In passing Ronald said good-bye again to the handsome setters and the spaniel and the old retriever; and then he went on and out of the station, but it was not to return to his books. The seeing of so many people going away to the north, the talking with the dogs, the trial of the big salmon-rod, had set his brain a little wild. What if he were to go back and beg of the withered old man to take him with him—ay, even as the humblest of gillies, to watch, gaff in hand, by the side of the broad silver-rippling stream, or to work in a boat on a blue-ruffled loch! To jump into a third-class carriage and know that the firm inevitable grip of the engine was dragging him away into the clearer light, the wider skies, the glad free air! No wonder they said that fisher folk were merry folk; the very jolting of the engine would in such a case have a kind of music in it; how easily could one make a song that would match with the swing of the train!

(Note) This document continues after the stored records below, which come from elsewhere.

PR #482, opened 2022-03-11
Handle return statements in yielding generator functions

andreasjansson:
Returning from generators is a bit of an anti-pattern, but it is
nonetheless supported in Python >=3.3.

We've already seen users return in yielding functions, so it's likely
more people will do that (even if we document that it's not allowed).

### DIFF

It was in his head now, as he rapidly and blindly walked away along the Cowcaddens, and along the New City Road, and along the Western Road—random rhymes, random verses, that the jolly company could sing together as the engine thundered along—

Out of the station we rattle away,

Wi' a clangour of axle and wheel;

There's a merrier sound that we knew in the north—

The merry, merry shriek of the reel!

O you that shouther the heavy iron gun,

And have steep, steep braes to speel—

We envy you not; enough is for us

The merry, merry shriek of the reel!